Pouca gente conhece sua faceta com o curta-metragem. Gostaria que você contasse como foi seu trabalho com o curta. Você gosta desse trabalho, como que é?
Eu comecei a fazer um trabalho sobre folclore, então eu fiz 18 documentários sobre folclore, esses documentários foram para vários países, e eu viajei muito. Era candomblé maracatu, eu levava esses documentários para fora. Ai a minha vida como atriz começou, mas eu nunca liguei, esporadicamente eu voltava e fazia documentário. Mas o que eu acho importante na minha formação, foram as pessoas que tiveram influência na minha vida. Porque eu saí da influencia de homem como o Cavalcanti e fiz 6 filmes com o Carlos Coimbra que era um diretor que não tinha cultura, e eu tinha que ensinar coisas elementares para ele de filosofia, de vida, de história, e ele ao mesmo tempo sendo o grande técnico, porque ele era um grande montador. Ele tinha essa coisa de técnica de cinema, que ele prestava tanta atenção, que é um conto que eu me debato muito, e que nós brasileiros, nós ainda não entendemos, nós cineastas, que o cinema é uma arte baseada numa técnica, não adianta você ter uma grande idéia, se você não sabe realizar tecnicamente. Então você vê, eu faço muitas restrições a muitos filmes, porque eles não disseram direito a que vieram por causa da técnica.

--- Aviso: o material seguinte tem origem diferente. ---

PR #433, opened 2023-05-11
add plotting in interface_coupling before assertion

richardschu:
In case the setup phase of `RemotePointEvaluation` in `interface_coupling.cpp` fails, this add an output of the grid and points that were used. This way, one can visually check if the points match or not. Output is only triggered if the assertion is triggered.

### DIFF
--- a/include/exadg/functions_and_boundary_conditions/interface_coupling.cpp
+++ b/include/exadg/functions_and_boundary_conditions/interface_coupling.cpp
@@ -61,11 +61,9 @@ InterfaceCoupling<rank, dim, Number>::setup(
                               return marked_vertices_src_;
                             }));
 
-    auto const * points = & interface_data_dst->get_array_q_points(quad_index);
+    auto const * points = &interface_data_dst->get_array_q_points(quad_index);
 
-    map_evaluator[quad_index].reinit(*points,
-                                     dof_handler_src_.get_triangulation(),
-                                     mapping_src_);
+    map_evaluator[quad_index].reinit(*points, dof_handler_src_.get_triangulation(), mapping_src_);
 
     if(not map_evaluator[quad_index].all_points_found())
     {
@@ -75,25 +73,32 @@ InterfaceCoupling<rank, dim, Number>::setup(
       unsigned int n_points_not_found = 0;
       for(unsigned int i = 0; i < points->size(); ++i)
       {
-         if(not map_evaluator[quad_index].point_found(i))
-         {
-        	 n_points_not_found += 1;
-        	 points_not_found.push_back((*points)[i]);
-         }
+        if(not map_evaluator[quad_index].point_found(i))
+        {
+          n_points_not_found += 1;
+          points_not_found.push_back((*points)[i]);
+        }
       }
-      n_points_not_found = dealii::Utilities::MPI::sum(n_points_not_found, dof_handler_src->get_communicator());
+      n_points_not_found =
+        dealii::Utilities::MPI::sum(n_points_not_found, dof_handler_src->get_communicator());
 
       std::string const file_name =
         "interface_coupling_quad_index_" + dealii::Utilities::to_string(quad_index);
 
-      write_grid(dof_handler_src->get_triangulation(), mapping_src_, 4, "./", file_name, 0, dof_handler_src->get_communicator());
+      write_grid(dof_handler_src->get_triangulation(),
+                 mapping_src_,
+                 4,
+                 "./",
+                 file_name,
+                 0,
+                 dof_handler_src->get_communicator());
 
       write_points(points_not_found, "./", file_name, 0, dof_handler_src->get_communicator());
 
-      AssertThrow(
-        map_evaluator[quad_index].all_points_found(),
-        dealii::ExcMessage(std::string("Setup of InterfaceCoupling was not successful: "
-        		+ std::to_string(n_points_not_found) + " points have not been found.")));
+      AssertThrow(map_evaluator[quad_index].all_points_found(),
+                  dealii::ExcMessage(std::string("Setup of InterfaceCoupling was not successful: " +
+                                                 std::to_string(n_points_not_found) +
+                                                 " points have not been found.")));
     }
   }
 }
--- a/include/exadg/functions_and_boundary_conditions/interface_coupling.cpp
+++ b/include/exadg/functions_and_boundary_conditions/interface_coupling.cpp
@@ -19,14 +19,9 @@
  *  ______________________________________________________________________
  */
 
-// deal.II
-#include <deal.II/grid/grid_generator.h>
-#include <deal.II/numerics/data_out.h>
-#include <deal.II/particles/data_out.h>
-#include <deal.II/particles/particle_handler.h>
-
 // ExaDG
 #include <exadg/functions_and_boundary_conditions/interface_coupling.h>
+#include <exadg/postprocessor/write_output.h>
 
 namespace ExaDG
 {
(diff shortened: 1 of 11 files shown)


include/exadg/functions_and_boundary_conditions/interface_coupling.cpp
```diff
@@ -64,11 +70,67 @@ InterfaceCoupling<rank, dim, Number>::setup(
...
+    for(unsigned int d = 0; d < dim; ++d)
+    {
+      min_coord = p[d] < min_coord ? p[d] : min_coord;
+      max_coord = p[d] > max_coord ? p[d] : max_coord;
+    }
   }
+  min_coord = dealii::Utilities::MPI::min(min_coord, dof_handler.get_communicator());
+  max_coord = dealii::Utilities::MPI::max(max_coord, dof_handler.get_communicator());
+  dealii::GridGenerator::hyper_cube(particle_dummy_tria, min_coord, max_coord);
+  dealii::MappingQGeneric<dim>                 particle_dummy_mapping(1 /* mapping_degree */);
```
richardschu, line 122: dummy mapping with order 1, is identity anyways.

include/exadg/functions_and_boundary_conditions/interface_coupling.cpp
```diff
@@ -64,11 +70,67 @@ InterfaceCoupling<rank, dim, Number>::setup(
...
+  // point output via particle handler
+  dealii::Triangulation<dim> particle_dummy_tria;
+  double                     min_coord = points[0][0];
+  double                     max_coord = points[0][0];
+  for(auto const & p : points)
+  {
+    for(unsigned int d = 0; d < dim; ++d)
+    {
+      min_coord = p[d] < min_coord ? p[d] : min_coord;
+      max_coord = p[d] > max_coord ? p[d] : max_coord;
```
nfehn, line 116: I think here we should make use of `std::min/max` functionality.

include/exadg/functions_and_boundary_conditions/interface_coupling.cpp
```diff
@@ -64,11 +70,67 @@ InterfaceCoupling<rank, dim, Number>::setup(
...
+    if(not map_evaluator[quad_index].all_points_found())
+    {
+      std::string const file_name =
+        "interface_coupling_quad_index_" + dealii::Utilities::to_string(quad_index);
+      plot_points_and_triangulation(interface_data_dst->get_array_q_points(quad_index),
+                                    dof_handler_src_,
+                                    mapping_src_,
+                                    file_name);
+      AssertThrow(
+        false,
```
nfehn, line 82: I think I would repeat here the condition that fails, because this contains more information than just `false`. In terms of performance, this does not hurt since the simulation will terminate soon.

nfehn:
Thanks for sharing this functionality!

As a general comment, I think we should discuss the design in order to maximize the impact of this code for ExaDG, i.e. we should aim at utility functions rather than a private member function in `InterfaceCoupling`:

- It looks as if this function could be realized as a free function as well, making the usage of this function more flexibie
- It looks as if the two parts of writing the triangulation and the points could be separated, which makes usage of this functionality again more flexible
- When splitting the function into two parts, the first part with the triangulation should already be available in ExaDG? If not, the currently existing functionality should be extended.
- This design has also the advantage that the filename endings `grid` and `points` can be added where the function is called. One could then even add the extensions `_dst` and `_src` according to the nomenclature in `InterfaceCoupling` to make the meaning of grid and points more clear (i.e., to which side (dst/src) each item belongs to).

nfehn:
To make the third point more explicit, I was thinking of this file https://github.com/exadg/exadg/blob/master/include/exadg/postprocessor/write_output.h regarding the output of a triangulation. If the function `write_grid()` is not sufficient, one could add another function of this style.

include/exadg/functions_and_boundary_conditions/interface_coupling.cpp
```diff
@@ -64,11 +70,67 @@ InterfaceCoupling<rank, dim, Number>::setup(
...
 
-    AssertThrow(
-      map_evaluator[quad_index].all_points_found() == true,
-      dealii::ExcMessage(
-        "Setup of InterfaceCoupling was not successful. Not all points have been found."));
+    if(not map_evaluator[quad_index].all_points_found())
+    {
+      std::string const file_name =
+        "interface_coupling_quad_index_" + dealii::Utilities::to_string(quad_index);
+      plot_points_and_triangulation(interface_data_dst->get_array_q_points(quad_index),
```
peterrum, line 77: Does one actually want to output all points and not only the few not found ones?

peterrum: https://www.dealii.org/developer/doxygen/deal.II/classUtilities_1_1MPI_1_1RemotePointEvaluation.html#af500b74c1b221de1168dabaabb885a6a

richardschu:
Nice ideas everyone! :+1: 
I think it goes towards having general functionality for higher-order grid (no solution) output - potentially adapting the `write_grid` function or adding an additional one and a general point output function. In the InterfaceCoupling I can then do a private member function which passes only points not found to the general particle output function! Bravo!

richardschu:
Please ignore the changes in the `pressure_wave` application, it is just so you see how I tested (and for me its easier to undo those changes in the end).
I moved the point output to `exadg/postprocessor/write_output`, where I adapted the `write_grid` function, which previously generated lower-oder grids only (no subdivision and no mappong!). Thus I changed the arguments to match those of `write_surface_mesh` and changed the calls in iNS and cNS `output_generator.cpp` accordingly.
These functions are now just called in `interface_coupling.h` whenever one cannot match the points on the interface!
The general point plotting is quite nice to have for debugging.

include/exadg/postprocessor/write_output.h
```diff
@@ -78,13 +81,60 @@ write_boundary_IDs(dealii::Triangulation<dim> const & triangulation,
...
-  dealii::GridOut grid_out;
-  grid_out.write_mesh_per_processor_as_vtu(triangulation, filename);
+  dealii::DataOut<dim> data_out;
+
+  dealii::DataOutBase::VtkFlags flags;
+  flags.write_higher_order_cells = n_subdivisions > 1;
+  data_out.set_flags(flags);
+
+  data_out.attach_triangulation(triangulation);
+  data_out.build_patches(mapping, 4, dealii::DataOut<dim>::curved_inner_cells);
```
nfehn, line 100: This number of "4" seems to be hard-coded?

include/exadg/postprocessor/write_output.h
```diff
@@ -78,13 +81,60 @@ write_boundary_IDs(dealii::Triangulation<dim> const & triangulation,
...
+           dealii::Mapping<dim> const &       mapping,
+           unsigned int const                 n_subdivisions,
            std::string const &                folder,
-           std::string const &                file)
+           std::string const &                file,
+           unsigned int const &               counter,
+           MPI_Comm const &                   mpi_comm)
 {
-  std::string filename = folder + file + "_grid";
+  std::string filename = file + "_grid";
```
nfehn, line 91: I don't see the reason to append the filename here in these functions `_grid` (and `_points` below). Should we maybe change this in the future? It is somewhat independent of the present PR.

include/exadg/postprocessor/write_output.h
```diff
@@ -78,13 +81,60 @@ write_boundary_IDs(dealii::Triangulation<dim> const & triangulation,
...
+  for(auto const & p : points)
+  {
+    for(unsigned int d = 0; d < dim; ++d)
+    {
+      min_coord = std::min(p[d], min_coord);
+      max_coord = std::max(p[d], max_coord);
+    }
+  }
+  min_coord = dealii::Utilities::MPI::min(min_coord, mpi_comm);
+  max_coord = dealii::Utilities::MPI::max(max_coord, mpi_comm);
```
nfehn, line 125: This looks like some generic functionality that could be realized independently. I wonder whether this is already available in deal.II as some (particle) utility function? @peterrum @kronbichler Do you know something? If not, I suggest to go with the present code version.

include/exadg/functions_and_boundary_conditions/interface_coupling.cpp
```diff
@@ -60,14 +61,45 @@ InterfaceCoupling<rank, dim, Number>::setup(
...
+      for(unsigned int i = 0; i < points->size(); ++i)
+      {
+        if(not map_evaluator[quad_index].point_found(i))
+        {
+          n_points_not_found += 1;
+          points_not_found.push_back((*points)[i]);
+        }
+      }
+      n_points_not_found =
+        dealii::Utilities::MPI::sum(n_points_not_found, dof_handler_src->get_communicator());
```
nfehn, line 83: `points_not_found()` and `n_points_not_found()` could be two useful additional member functions of `dealii::RPE` for the future.

nfehn:
Looks good (apart from the changes in the application). Some of the comments are just ideas for improvements for the future.

include/exadg/postprocessor/write_output.h
nfehn: If one wants to provide min/max as utility functions, I think one should then provide independent functions for min and for max. One could also think of some norms or min/max values of `dealii::Point`. Then, one only needs to loop over the vector (plus MPI afterwards).

kronbichler, line 125: Let me add two comments to the code:
- I would compute the `min/max` for each coordinate, not all coordinates, and then `GridGenerator::hyper_rectangle`. The question is then if this should be somehow combined with `dealii::BoundingBox` - today, there is a function https://github.com/dealii/dealii/blob/d47537fa246886e5308d5aecbf42358d73a00774/include/deal.II/grid/grid_tools.h#L380-L382 but not the other way around. (Would that be useful?)
- If performance is important, one should compute `Utilities::MPI::max({-min_coord, max_coord}, mpi_comM);` in a single go (not sure of this syntax works, but you get what I mean). The reason is that global communication is expensive, so doing it once on 2 elements (or `2 * dim` elements when computing a hyper rectangle) lowers compute time by a factor of 2 in this particular function. I am not saying we should do that here, but the MPI person in my considers this the better programming style with MPI, so I should mention it.

peterrum:
My preference would be to introduce a new version of `Particles::DataOut::build_patches` that does not take a `ParticleHandler` but a list of points and maybe a list of properties. I have written lines similar to the ones in this PR already so often. One comment: by introducing a dummy triangulation with a single cell, all particles will be sent  to the same rank.

include/exadg/postprocessor/write_output.h
richardschu: I see the point, but this makes sure the files are not overwritten calling the output with identical file names ... otherwise we shift that to the calling functions ... I would be ok with both!

include/exadg/postprocessor/write_output.h
richardschu: thanks for the hint! in the future if I can't avoid `Utilities::MPI::max` or the like, I will consider such a strategy!
the `BoundingBox` and `Hyperrectangle` removed some code here as well!

richardschu:
> My preference would be to introduce a new version of `Particles::DataOut::build_patches` that does not take a `ParticleHandler` but a list of points and maybe a list of properties. I have written lines similar to the ones in this PR already so often. One comment: by introducing a dummy triangulation with a single cell, all particles will be sent to the same rank.

Regarding that issue with the single cell triangulation: I introduced one function that uses an input tria and mapping (might not work if any point is not in the tria) and another one generating a dummy tria!

include/exadg/functions_and_boundary_conditions/interface_coupling.cpp
nfehn: As a reminder, I opened an issue in dealii: https://github.com/dealii/dealii/issues/15248

PR #434, opened 2023-05-11
fix failing Poisseuille test case

### LINKED ISSUE #431: Test on Poiseuille with parabolic inflow is failing
Could this be due to recent changes in dealii/master?

Any ideas on this?

nfehn:
closes #431 

I am not sure if changing the test output is a robust solution for the future, @kronbichler ?

I suspect the origin of the failing test in the calculation of the time step size (CFL condition) due to a slightly different velocity value.

### DIFF
--- a/applications/incompressible_navier_stokes/poiseuille/application.h
+++ b/applications/incompressible_navier_stokes/poiseuille/application.h
@@ -207,17 +207,17 @@ private:
 
 
     // TEMPORAL DISCRETIZATION
-    this->param.solver_type                   = SolverType::Unsteady;
-    this->param.temporal_discretization       = TemporalDiscretization::BDFDualSplittingScheme;
-    this->param.treatment_of_convective_term  = TreatmentOfConvectiveTerm::Explicit;
-    this->param.calculation_of_time_step_size = TimeStepCalculation::CFL;
-    this->param.adaptive_time_stepping        = true;
-    this->param.max_velocity                  = max_velocity;
-    this->param.cfl                           = 2.0e-1;
+    this->param.solver_type                     = SolverType::Unsteady;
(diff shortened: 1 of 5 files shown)


nfehn:
the test failed again, so it does not seem to be robust anymore.

kronbichler:
> the test failed again, so it does not seem to be robust anymore.

Looking at the test, I think we were simply lucky before, and it never was stable. It's also reflected in the expected output where we take 101 steps to go from 0.1 to 0.2, but 100 time steps for all other 0.1 increments.

Note: We might also think of a different strategy in the truncation, so that factors like 0.1, 0.01 etc get stably "truncated", e.g. by saying
```
  new_time_step = dealii::Utilities::truncate_to_n_digits(new_time_step * 0.99995, 4);
```
or any related action. We always will have cases that are near the threshold of rounding, but having it exactly at 1e-4 means that we have a high probability of hitting it with regular numbers.

nfehn:
> Looking at the test, I think we were simply lucky before, and it never was stable. It's also reflected in the expected output where we take 101 steps to go from 0.1 to 0.2, but 100 time steps for all other 0.1 increments.

I think this is a different topic. We should probably introduce tolerances here
https://github.com/exadg/exadg/blob/284831c03bc24f7c85ebc5fb76d5a85d69ddd37e/include/exadg/time_integration/solver_info_data.h#L72-L74

as we have already in other parts of the code, see e.g. `TimeControl`, https://github.com/exadg/exadg/blob/284831c03bc24f7c85ebc5fb76d5a85d69ddd37e/include/exadg/postprocessor/time_control.cpp#L88-L152

nfehn:
I slightly changed a parameter as suggested by @kronbichler. Let's see if this makes the test more robust and whether the test is now passing on github.

PR #440, opened 2023-05-15
Pass in references to functions instead of shared_ptr

### LINKED ISSUE #439: `shared_ptr` to function is passed into the FunctionEvaluator
- incurs overhead for reference counting,

- the `FunctionEvaluator` does not manipulate the pointer (in terms of ownership), so the object should actually be passed in, not the pointer.

btemuer:
Refactoring/clean code.

Closes #439, see issue description.

### DIFF
--- a/include/exadg/functions_and_boundary_conditions/evaluate_functions.h
+++ b/include/exadg/functions_and_boundary_conditions/evaluate_functions.h
@@ -40,7 +40,7 @@ struct FunctionEvaluator
 {
   static inline DEAL_II_ALWAYS_INLINE //
     dealii::Tensor<rank, dim, dealii::VectorizedArray<Number>>
-    value(std::shared_ptr<dealii::Function<dim>> const                function,
+    value(dealii::Function<dim> &                                     function,
           dealii::Point<dim, dealii::VectorizedArray<Number>> const & q_points,
           double const &                                              time)
   {
@@ -55,10 +55,10 @@ struct FunctionEvaluator
 
   static inline DEAL_II_ALWAYS_INLINE //
     dealii::Tensor<rank, dim, dealii::VectorizedArray<Number>>
-    value(std::shared_ptr<FunctionCached<rank, dim>> const function,
-          unsigned int const                               face,
-          unsigned int const                               q,
-          unsigned int const                               quad_index)
+    value(FunctionCached<rank, dim> const & function,
+          unsigned int const                face,
+          unsigned int const                q,
+          unsigned int const                quad_index)
   {
     (void)function;
     (void)face;
@@ -72,12 +72,12 @@ struct FunctionEvaluator
 
   static inline DEAL_II_ALWAYS_INLINE //
     dealii::Tensor<rank, dim, dealii::VectorizedArray<Number>>
-    value(std::shared_ptr<dealii::Function<dim>> const                    function,
+    value(FunctionWithNormal<dim> &                                       function_with_normal,
           dealii::Point<dim, dealii::VectorizedArray<Number>> const &     q_points,
           dealii::Tensor<1, dim, dealii::VectorizedArray<Number>> const & normals,
           double const &                                                  time)
   {
-    (void)function;
+    (void)function_with_normal;
     (void)q_points;
     (void)normals;
     (void)time;
@@ -89,7 +89,7 @@ struct FunctionEvaluator
 
   static inline DEAL_II_ALWAYS_INLINE //
     dealii::SymmetricTensor<rank, dim, dealii::VectorizedArray<Number>>
-    value_symmetric(std::shared_ptr<dealii::Function<dim>> const                function,
+    value_symmetric(dealii::Function<dim> &                                     function,
                     dealii::Point<dim, dealii::VectorizedArray<Number>> const & q_points,
                     double const &                                              time)
   {
@@ -104,10 +104,10 @@ struct FunctionEvaluator
 
   static inline DEAL_II_ALWAYS_INLINE //
     dealii::SymmetricTensor<rank, dim, dealii::VectorizedArray<Number>>
-    value_symmetric(std::shared_ptr<FunctionCached<rank, dim>> const function,
-                    unsigned int const                               face,
-                    unsigned int const                               q,
-                    unsigned int const                               quad_index)
+    value_symmetric(FunctionCached<rank, dim> const & function,
+                    unsigned int const                face,
+                    unsigned int const                q,
+                    unsigned int const                quad_index)
   {
     (void)function;
     (void)face;
@@ -125,7 +125,7 @@ struct FunctionEvaluator<0, dim, Number>
 {
   static inline DEAL_II_ALWAYS_INLINE //
     dealii::Tensor<0, dim, dealii::VectorizedArray<Number>>
-    value(std::shared_ptr<dealii::Function<dim>> const                function,
+    value(dealii::Function<dim> &                                     function,
           dealii::Point<dim, dealii::VectorizedArray<Number>> const & q_points,
           double const &                                              time)
   {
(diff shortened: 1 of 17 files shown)


include/exadg/incompressible_navier_stokes/spatial_discretization/operators/weak_boundary_conditions.h
```diff
@@ -460,12 +460,13 @@ inline DEAL_II_ALWAYS_INLINE //
...
       {
-        h = FunctionEvaluator<1, dim, Number>::value(bc, q_points, time);
+        h = FunctionEvaluator<1, dim, Number>::value(*bc, q_points, time);
       }
       else
       {
         auto normals_m = integrator.get_normal_vector(q);
-        h              = FunctionEvaluator<1, dim, Number>::value(bc, q_points, normals_m, time);
+        h              = FunctionEvaluator<1, dim, Number>::value(
+          *(std::dynamic_pointer_cast<FunctionWithNormal<dim>>(bc)), q_points, normals_m, time);
```
nfehn, line 469: This will be required more often in the code if `FunctionWithNormal` is used more often.

nfehn:
Overall, I can live with these changes, mainly because `FunctionEvaluator` is one of the lowest level implementations in ExaDG and because `FunctionWithNormal` is not used often in the code. I want to discuss in more detail the pros/cons:

The concrete downsides of the changes of this PR are (i) many `*` for dereferencing, (ii) dynamic pointer casts on the calling side (so potentially at many places in the code), see https://github.com/exadg/exadg/pull/440/files#r1194717112.

With reference to the comment here https://github.com/exadg/exadg/issues/439#issuecomment-1549109429, I think it is difficult to realize `Functions` consistently with value semantics in ExaDG. The question is, therefore, whether we want to introduce a mixed value/pointer semantics style. This argument should in my opinion count as much as the overhead/performance argument.

include/exadg/functions_and_boundary_conditions/evaluate_functions.h
```diff
@@ -248,7 +246,7 @@ struct FunctionEvaluator<2, dim, Number>
 {
   static inline DEAL_II_ALWAYS_INLINE //
     dealii::Tensor<2, dim, dealii::VectorizedArray<Number>>
-    value(std::shared_ptr<dealii::Function<dim>> const                function,
+    value(dealii::Function<dim> &                                     function,
```
peterrum, line 249: One could also write:
```suggestion
    value(std::shared_ptr<dealii::Function<dim>> const &                                   function,
```

include/exadg/incompressible_navier_stokes/spatial_discretization/operators/weak_boundary_conditions.h
btemuer: Yes, but that should be fine as the function call is specialized for `FunctionWithNormal` with the `normals` parameter. So no actual polymorphism is present here and it is better to be explicit about this. It should be the caller's responisiblity to call a function with the correct parameters (in which case it cannot fail), instead of the function throwing an exception if a condition is not met inside it, in this case if the dynamic cast failed.

Looking at it now, I think we should even make this a `static_pointer_cast`, as the actual type is known to be a `FunctionWithNormal` at compile time so that this function can be called at all.

include/exadg/functions_and_boundary_conditions/evaluate_functions.h
btemuer: Yes but why would we pass in a pointer if we're not doing anything with the pointer but just need the object it points at, right?

btemuer:
Thanks @nfehn  for your comment. I don't agree with your first point that many `*` for pointer dereferencing are bad. I see the opposite, it is better to have interfaces that work with the object instead of the pointers, as the pointers disclose much more information than the object. Also, this cannot be a cause of mistakes in the future, as forgetting to dereference etc. is impossible. So I see no negatives on many `*`.

And it still wouldn't count as value semantics but still as pointer/reference semantics, as we are not passing by value but by reference and we are modifying the object passed-in. In this way, we are just keeping information away from the callee that it doesn't need.

For your second point, I think `static_pointer_cast` is safer and better (see my comment from above). You are right that many `dynamic_cast` would not have been good.

nfehn:
For clarity, I use the term "value semantics" for call-by-value and call-by-reference, and "pointer semantics" if the variable is a pointer/address (with access to member variables via `->`).

Generally speaking, I see more flexibility with the shared pointers. I think over the last years we had to introduce shared pointers at several places when we needed more flexibility due to new functionality. In such a case, the many `*` are disadvantageous, because many lines of code changed now have to be touched again. Whether usage of `*` is nice code is more subjective.

Overall, I am not against the present changes, also because right now I cannot argue concretely how the `Function` functionality in ExaDG might be extended in the future. But I also cannot exclude this, and then we would potentially have to revert these changes again.

nfehn (approved):

btemuer:
Great :+1:, thanks for the nice discussion :raised_hands: . I am sure this is a good step towards best practices in the use of C++ pointers. It's actually one of the main principles of smart pointers which I got recently reminded of. I don't think we would ever run into a case where our function evaluator will need the pointer to the function. If that becomes the case it would mean that we have a design problem that we can address at that point.

I will very soon replace the `dynamic_pointer_cast` with `static_pointer_cast` and push the changes.

include/exadg/incompressible_navier_stokes/spatial_discretization/operators/weak_boundary_conditions.h
nfehn: I don't understand why one should know at compile time that we have a `FunctionWithNormal`. Looking at the `BoundaryDescriptor`, we only know that we have a pointer to `dealii::Function`, don't we? So I would argue we have a downcast here. 

Hence, if the user makes a mistake in the application.h file, the current code with `static_pointer_cast` could lead to undefined behavior, while a dynamic cast should give a seg-fault, right?

So I think we have to keep the dynamic_pointer_cast here.

include/exadg/incompressible_navier_stokes/spatial_discretization/operators/weak_boundary_conditions.h
```diff
@@ -460,12 +460,13 @@ inline DEAL_II_ALWAYS_INLINE //
...
       {
-        h = FunctionEvaluator<1, dim, Number>::value(bc, q_points, time);
+        h = FunctionEvaluator<1, dim, Number>::value(*bc, q_points, time);
       }
       else
       {
         auto normals_m = integrator.get_normal_vector(q);
-        h              = FunctionEvaluator<1, dim, Number>::value(bc, q_points, normals_m, time);
+        h              = FunctionEvaluator<1, dim, Number>::value(
+          *(std::static_pointer_cast<FunctionWithNormal<dim>>(bc)), q_points, normals_m, time);
```
nfehn, line 469: dynamic_pointer_cast

nfehn (changes requested):
the static/dynamic_pointer_cast problem needs to be addressed

include/exadg/incompressible_navier_stokes/spatial_discretization/operators/weak_boundary_conditions.h
btemuer: Yeah, I meant it because of the `if-else` condition that we have here. If that boolean variable can be set independently from the function's type, such a mistake can of course occur. That isn't safe in and of itself, but you're right that a `dynamic_pointer_cast` will catch that error eventually. So sure, I'll make that a dynamic cast.

include/exadg/incompressible_navier_stokes/spatial_discretization/operators/weak_boundary_conditions.h
btemuer: Done

nfehn (approved):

Futuramente a senhora pensa em filmar um curta-metragem?
O curta-metragem eu passei a fazer, eu fiz sobretudo o que eu tinha vontade. Eu fiz um documentário sobre Dantas mortas, sobre poesia, território do Poeta Emílio, fiz um documentário que eu me orgulho muito sobre a faculdade de direito Lar São Francisco, fiz um trabalho sobre a Revolução de 32 que todo ano passa ai pelas televisões e que foi um estudo que eu fiz muito grande, eu fiz um trabalho sobre alcoolismo, que eu fiquei muito tempo fazendo, porque eu sempre tive curiosidade, porque eu conheço tanta gente que bebe. Eu achei que eu tinha uma missão, e eu comecei a fazer uma pesquisa sobre alcoolismo. Esse filme foi considerado de utilidade pública e ficou e exibição durante 10 anos. Eu tenho projetos de documentários, mas no presente momento eu estou muito ligada, não é que tenho por encerrada a parte folclórica, mas eu sou muito por tema, e no momento eu estou muito interessada em história de assombração. No Brasil inteiro você tem histórias incríveis, por exemplo, o “Contos da Lua Vaga” que é um filme japonês que eu adoro, é uma história em preto e branco que tem paranormalidade e que tem uma história em Pernambuco muito parecida com aquela. Eu estou muito voltada no presente momento não a fazer documentário puro, mas a fazer uma coisa mais lúdica, porque o documentário eu já fiz bastante, agora vamos botar um pouco mais de mistério.
E o curta que a senhora gravou, gostaria que a senhora contasse um pouco da história desse curta-metragem?
Um dos documentários que eu acho que é mais interessante que eu fiz foi esse do alcoolismo deu mais satisfação, é claro, até hoje todo mundo fala porque eu fiz um painel sobre o problema do alcoolismo, como é que você faz os diversos caminhos para a cura. Mas eu gosto muito desses documentários da pesquisa, porque você acaba se apaixonando. A revolução de 32, eu fiquei 2 anos lendo sobre a revolução até fazer o filme, claro que fazendo outras coisas. Mas eu tenho filmes, por exemplo eu tenho um chamado “Porta para o Mistério” que é sobre aquelas escritas, que os desenhos estão comendo as letras. Aquele filme, eu já não era criança quando eu fiz, e eu subi aquelas montanhas com uma equipe onde ninguém tinha mais de 30 anos, então a equipe muitas vezes queria que eu ficasse em baixo que era perigoso, mas eu quis fazer. E aqueles buracos, eu fiz um trabalho, que é claro que o que o público viu, o que passou no cinema, que era de 10 minutos, que era da lei. Mas eu guardei esse material, e eu ainda pretendo colocar nessas coisas de mistério, porque eu filmei São Tomé das letras inteiro, que é um lugar muito cinematográfico, muito lúdico, muito interessante.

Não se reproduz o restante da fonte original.